Hearings — whether into war profiteering, oil industry influence, excessive CEO compensation, expanding health coverage, the plight of Iraqi vets, or executive branch misconduct — are vital, not only for oversight, but to bring attention to ideas long missing in our national debate, and to lay the ground for more far-reaching legislation.
If designed strategically, they will also help change our national conversation over the next two years. And oversight should not be a Republican or Democratic issue; it is for members of the Constitutionalist party — those true patriots who support the rule of law.
A lot of GOP pols and pundits are arguing that this election was a repudiation of the current Republican party — not of conservatives or their movement. But this election marked the end of a conservative era that began in 1980. The question now is: What comes next? Democrats will need to be bolder, less risk-averse, and speak to people in ways that are relevant to their lives.
(Some of that may mean redefining centrism so that it is not the centrism of Beltway pollsters and pundits. Americans, after all, talk about wanting to be governed from the center — but it's a different center — one that deals with issues that are at the center of their lives. One that seeks politics that speak to and include affordable childcare and health care, quality public education, retirement security, a living wage, environmental protection, clean elections and a principled — not a messianic — foreign policy.)

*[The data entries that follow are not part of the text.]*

PR #2768, opened 2026-08-20
fix(qr-scanner): anchor paste actions to a deterministic drawer peek (dev port of #2766)

innolope-dev:
## Summary

Port of #2766's geometry fix onto `dev`, composed with `dev`'s newer paste behaviour. This is the planned manual back-merge done as its own PR instead of a `main → dev` merge commit, because the resolution isn't mechanical: `dev` already reworked `PasteActions` (raw-clipboard pass-through, `useCopiedCode` chip, error/permission-denied entry points) and none of that should be overwritten by the hotfix's behaviour-frozen copy.

**Problem being ported:** the My QR drawer's fractional snap points made the collapsed peek a function of both locale text length and viewport height (212–309px measured on `main`), while the paste link hung off the top-anchored scan square — so the drawer covered the link on short screens in every locale, and on tall phones in locales whose drawer text wraps (pt-BR on a Galaxy S24 Ultra, TASK-21651). `dev` has the identical geometry today; full root-cause analysis and the 36-combination locale × viewport measurement matrix are in #2766.

## Composition

**Taken from #2766, verbatim:**

- `QRBottomDrawer`: px snap points (`150px` / `520px`) on a viewport-height drawer — the peek becomes the same number on every device in every locale. Includes the scroll-area cap (`calc(520px - 3.625rem)`, rem-based so it tracks font-size settings) that keeps the share button reachable when content outgrows the fixed window.
- `src/constants/qr-drawer.consts.ts`: shared geometry constants, so the scanner and drawer agree without importing each other.
- `QRScanner`: the bottom-anchored container at `peek + 16px`, and the payment-method badge row hidden below 730px viewports (measured collision threshold).
- The regression test pinning that the anchor offset is *derived from* `QR_DRAWER_PEEK_PX` — the failure mode that would actually recur.

**Kept from `dev`, untouched:** the `PasteActions` component body and all call sites — the `useCopiedCode` chip and `paste` icon, raw clipboard text handed to `scanValue` (so Pix copia-e-cola works, not just EVM addresses), and the `ErrorView` / `CameraPermissionModal` paste entry points. Only the happy-path render location moved (into the anchored container).

**Two deliberate additions over #2766** (dev-only for now; worth folding back into `main` if it gets another hotfix):

1. **`h-screen` fallback under the `dvh` sizing** — `supports-[height:100dvh]:h-[100dvh]` with `h-screen` as base. `dvh` needs iOS 15.4+ / WebView Chromium 108+, and the app's deployment target is iOS 15.0; without a valid height the drawer would translate entirely off-screen on a 15.0–15.3 WebView (worse than the bug being fixed). Inside a WebView there is no retractable toolbar, so `100vh == 100dvh` exactly where the fallback applies. Verified against the compiled project CSS that the `@supports` rule lands after `.h-screen` in the cascade, so `dvh` still wins everywhere it exists.
2. **`pointer-events-none` on the anchor strip** (re-enabled on the actions wrapper) — the strip is full-width and transparent; without this it would swallow taps landing beside the buttons.

## Not changed / follow-ups

- `ErrorView`'s `PasteActions` instance stays in-flow near the top of the screen (dev's placement). It renders far from the drawer, but its geometry has never been measured the way the happy path now is — worth a look if that state ever gets layout complaints.
- Same accepted trade-offs as #2766: shorter collapsed peek (less QR visible), badge row also hides in short landscape/desktop windows, and the vaul 1.1.2 hard-fling note.

## QA

- `tsc --noEmit` clean; `jest` QRScanner suites 26/26 (includes the new anchoring pin); `eslint` and `prettier` clean on the touched files.
- Real-browser checks against the compiled project CSS: `@supports` cascade order for the dvh fallback; hit-testing on the anchor strip (paste link and chip receive the pointer, the empty band beside them clicks through); strip anchored exactly 166px above the viewport bottom, full width.
- The geometry itself (peek = 150px in all 36 locale × viewport combinations, +16px link gap) was measured in #2766 against the running app; the constants and layout are ported unchanged, so those measurements carry over. A device pass on iOS (notch) and Android 15 (gesture nav) before the next native/OTA release is still the recommended final check for both PRs.

## Summary by CodeRabbit

* **Bug Fixes**
  * Improved QR scanner drawer positioning across screen sizes and mobile WebViews.
  * Kept “Click to paste” controls consistently visible above the collapsed drawer.
  * Prevented content from overflowing when the drawer is expanded.
  * Improved handling of short screens, safe-area spacing, and longer localized text.
* **Tests**
  * Added coverage to verify QR paste controls remain correctly positioned relative to the drawer.

### DIFF
--- a/src/components/Global/QRBottomDrawer/index.tsx
+++ b/src/components/Global/QRBottomDrawer/index.tsx
@@ -4,6 +4,7 @@ import ShareButton from '@/components/Global/ShareButton'
 import { useTranslations } from 'next-intl'
 import { useState } from 'react'
 import { Drawer, DrawerContent, DrawerTitle } from '../Drawer'
+import { QR_DRAWER_EXPANDED_PX, QR_DRAWER_PEEK_PX } from '@/constants/qr-drawer.consts'
 
 interface QRBottomDrawerProps {
     url: string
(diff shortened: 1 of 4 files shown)


innolope-dev:
@coderabbitai review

Conservatism today stands for what? Certainly not the four pillars it used to stand on: less government, a strong defense, lower taxes and family values. Instead, we've had a crude and reckless foreign policy, an agenda of tax cutting for the richest among us, small government has sunk into an orgy of looting the Treasury by corporate cronies, and alliances with the religious right have morphed into fanatical attacks on science and education and stem cell research.
Spin No. 5: "Progressive bloggers are pushing the Democratic Party too far to the left."
I don't get it. If a large majority of country opposes war, isn't it the centrist MSM types who are out of step with the mainstream of this country? And in more important ways, blogs are democratizing the public square — bringing in those who've been kept outside the political process for too long and challenging the old establishment matrix of pollsters and pundits.
Spin No. 6: "The election system worked surprisingly well this time around."
Much of the mainstream media in a semi-instant analysis proclaimed that the electoral system worked well this time. It's true we didn't see Florida 2000 or even Ohio 2004. But it's just wrong to suggest the problems voters encountered on Election Day weren't serious. There were problems that led to thousands of eligible Americans being denied the opportunity to cast votes. We need meaningful election reforms — from fixing flawed voting machines to districts that are rigged to be uncompetitive, to ending a system in which partisan secretaries of state decide who can vote and who votes will be counted to abolishing modern day Jim Crow laws and tactics that suppress the vote. Let's do some democracy promotion at home!
This is a moment to celebrate. It's the beginning of the beginning. A chance to reopen our political space and end the assault on our constitutional design. It's a time to loosen the shackles on our political imagination — and work with determined idealism and grounded realism. It's a time to build, or rebuild, a stronger and independent progressive movement in states and communities across this country. It's a time to strengthen capacity, hone strategy and craft ideas.
I'm a great believer in what Studs Terkel said not long ago: "action engenders hope." These are times for coordinated action and thinking — done with passion, moxie, savvy. And for an insider-outsider politics that supports political leaders at all levels who commit to a politics of principle and conviction — not one of contributions and connections.